= Fungal Genetics Stock Center =

US institute for research into fungi

Established in 1960, the Fungal Genetics Stock Center is the main open repository for genetically characterized fungi. The FGSC is a member of the World Federation for Culture Collections and is a leading collection in the US Culture Collection Network Research Coordination Network .

==Holdings==
The FGSC distributes strains of Neurospora and Aspergillus, as well as limited numbers of Fusarium, Magnaporthe and many strains from current fungal genome projects.

In the 1980s and 1990s the FGSC added molecular materials including cloned genes, cloning vectors and gene libraries to the collection.

As more fungal genomes have been sequenced, the FGSC has re-evaluated the definition of a genetic system. This has led them to expand the collection, with additional materials including strains from genome programs and mutant collections for organisms such as Neurospora crassa, Aspergillus nidulans, Cryptococcus neoformans, and Candida albicans.

As a genetic repository, the FGSC has always endeavored to represent the diversity of genetic materials available.
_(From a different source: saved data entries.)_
Issue #1801, opened 2023-01-18
Support bun and deno


sidorares:
Bun 0.5 added support for `net` and `tls` modules
I did a quick tests and there are few issues connecting to the server when started from bun:

- call to `TLSSocket._start()` - this is undocumented method, need to figure out how to start secure connection after tls socket is constructed from unsecure stream
- `crypto.update('string')` calls - bun wants to see a `Buffer` here, probably worth to convert to a buffer explicitly

Haven't tried deno yet

vlasky:
Bun.js's previously stated that ["Support for Node.js APIs continues to be a top priority for Bun"](https://bun.sh/blog/bun-v0.4.0#:~:text=Support%20for%20Node.js%20APIs%20continues%20to%20be%20a%20top%20priority%20for%20Bun), so perhaps it's preferable that this missing functionality is best incorporated into Bun.js?

sidorares:
Yeah, I'll be reporting functionality that is broken when used in bun and not yet deprecated in node, and refactor undocumented or deprecated apis on the driver side

sidorares:
I don't have time to focus on deno ( or even check what works and what not ), but bun can probably be considered "officially" supported: main functionality, tls, compression work out of the box and unit tests run for bun in CI ( small subset for now )

suchislife801:
Just here to express my complete and total frustration with people who insist in supporting Node JS when Deno exists. God how I hate Node JS.... Is it even possible to dislike something this much?

Deno's driver is made by people who don't think strings are important in queries...
mysql2 port of Node JS is never updated...
mysql connector from Oracle is Node JS...

PR #1805, opened 2023-01-23
Bun support

sidorares:
https://github.com/sidorares/node-mysql2/issues/1801

- [x] add Bun to CI
- [x] fix `caching_sha2_password` errors
- [ ] work around missing `net.createServer` by using `Bun.listen`
- [ ] compressed protocol bun fixes
- [ ] TLS bun fixes

( going to track last 3 items separately )

### DIFF
--- a/.github/workflows/ci-bun.yml
+++ b/.github/workflows/ci-bun.yml
@@ -37,6 +37,10 @@ jobs:
         with:
           bun-version: ${{ matrix.bun-version }}
 
+      - name: Set up Node.js
+        uses: actions/setup-node@v3
+        with:
+          node-version: 18
       - name: Cache dependencies
         uses: actions/cache@v3
         with:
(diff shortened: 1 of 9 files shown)


Djboy08:
Do I have to wait for this to show up in a release to use?

wellwelwel:
@Djboy08, it was merged in Jan, naturally it has already been released. I suggest you open a Issue indicating this problem and, if possible, share a minimal way to reproduce your problem 🙋🏻‍♂️

Djboy08:
> @Djboy08, it was merged in Jan, naturally it has already been released. I suggest you open a Issue indicating this problem and, if possible, share a minimal way to reproduce your problem 🙋🏻‍♂️

Gotcha, the reason i brought it up was because he recently edited it saying he completed the TLS part 2 weeks ago so I was not sure why it took so long for him to update this. 

Sadly I don't really have the time right now to create a issue but Ill see what I can do when I have time. Because at the end of the day this is literally just how planetscale requires `?ssl={"rejectUnauthorized":true}` in the url and for some reason the mysql2 driver with bun just does not work with it.

sidorares:
@Dieken thanks for the report, I'll have a look. I actually only tested with planetscale, not sure what has changed since

PR #1899, opened 2023-03-15
Create failing test for https://github.com/sidorares/node-mysql2/issues/1847

### LINKED ISSUE #1847: Connection errors are not propagated to the query stream
Sample code:
```js
import { createPool } from "mysql2";

const connection = createPool({
    host: 'localhost',
    user: 'user',
    password: 'pass',
  });
try {
  for await (const row of connection.query("SELECT * FROM big_table").stream()) {
    // handle row here
  }
} catch (e) {
  // connection errors are not caught here
  console.log('caught error', e);
}
```

If any connection errors occur during the command execution, they will not be caught while iterating over the rows.

After investigation I found the issue to be in `Connection.notifyError` here https://github.com/sidorares/node-mysql2/blob/88587c6b64e71a82ca004170eccda3fb1ce81ed1/lib/connection.js#L224-L230

From what I see, the error will be passed to the command only if the command was executed with a callback.

A solution that seems to fix the issue is to also emit the error to the command like this:
```js
if (this._command) {
  this._command.emit('error', err);
}
```

With the above change the error will be emitted to the command, and will also be thrown when iterating over the stream.

Can be reproduced by running a slow query like `SELECT SLEEP(30)` and then issue a `KILL "connection id"`

dsech:
Fixes #1847

This PR contains just the failing test for #1847, without any fixes yet.

### DIFF
--- a/test/common.js
+++ b/test/common.js
@@ -53,9 +53,7 @@ exports.waitDatabaseReady = function(callback) {
   tryConnect();
 };
 
-exports.createConnection = function(args) {
-
-  const driver = require('../index.js');
+function createConnectionFromDriver(driver, args) {
   if (!args?.port && process.env.MYSQL_CONNECTION_URL) {
     return driver.createConnection({ ...args, uri: process.env.MYSQL_CONNECTION_URL })
   }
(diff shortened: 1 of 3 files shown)


wellwelwel:
Closing in favor of #3775.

To that end, they hold large numbers of strains of a few different species. More specifically, strains from 76 different species representing 23 different genera. Of these, there are more than ten strains for only nineteen different species.
These strains have been deposited by 310 different individuals, 64 of whom have deposited only one strain. The FGSC also holds a number of non-accessioned strains including the wild-type strain collection of Dr. David Perkins as well as Neurospora strains from a number of other researchers who have retired. These are held with the understanding that they will keep them as long as space is available. They are not curated and are available on an as-is basis. Other strain collections include Allomyces (pdf), Aspergillus niger, Ustilago madis, and Neurospora strains from the historical Tatum lab collection

==Distribution==
In the period from January 1998 to December 2018, the FGSC distributed over 630,000 cultures including nearly 5,000 individual mutants and over 20,000 gene deletion mutants arrayed in 96-well format. Since the development of the FGSC database in 1987, the FGSC has sent out over 650,000 strains.

==History==
The FGSC was founded in 1960 at Dartmouth College with a grant from the US National Science Foundation. Dr. R. Barratt was the first Director of the FGSC. The FGSC has moved three times since then and has been housed at Humboldt State University, the University of Kansas Medical Center the University of Missouri–Kansas City, and since 2014, Kansas State University . At KU Med Center Dr. J. Kinsey was director and he worked on genetics of amino acid metabolism and later identified the transposon "Tad" in a Neurospora crassa strain from Adiopodoume, Ivory Coast. At UMKC, Dr. Michael Plamann who worked on cytoskeleton dynamics was the director. Since 2014, Dr. John Leslie of the Kansas State University Department of Plant Pathology has been Director.

The FGSC has had three curators since it was established. William (Bill) Ogata was the first curator, serving until he retired in 1981. He was succeeded by Craig Wilson at Humboldt. Mr. Wilson moved with the collection to Kansas City where in 1995 Dr. Kevin McCluskey became the curator. Since 1995 the FGSC holdings grew from 8,000 strains to well over 25,000 strains. Similarly, best practice guides for culture collections became available and were integrated into the FGSC practices.

==Support==
For many years the FGSC was supported by the US National Science Foundation under their Living Stock Collection program. Beginning in 2015, the FGSC has been supported by the Kansas State University College of Agriculture and by fees paid by clients.

==Additional services==
One of the main goals of the FGSC is to make research with filamentous fungi (mold) more accessible. To that end the FGSC web-site hosts extensive protocols for Neurospora and Aspergillus. Other materials and services are available on a case-by-case basis.

==Research==
Most research activities at the FGSC are aimed at adding value to the materials in the collection. Specific projects have included strain improvement, identification of unknown markers and production of multiply marked strains. Recent work includes the characterization of otherwise anonymous temperature sensitive mutations in Neurospora and characterization of otherwise anonymous classical mutants in collaboration with the US Department of Energy JGI.

The FGSC was a part of the Neurospora Functional Genomics program. and accessioned over 13,000 gene deletion mutants together comprising a whole genome deletion set between 2006 and 2014.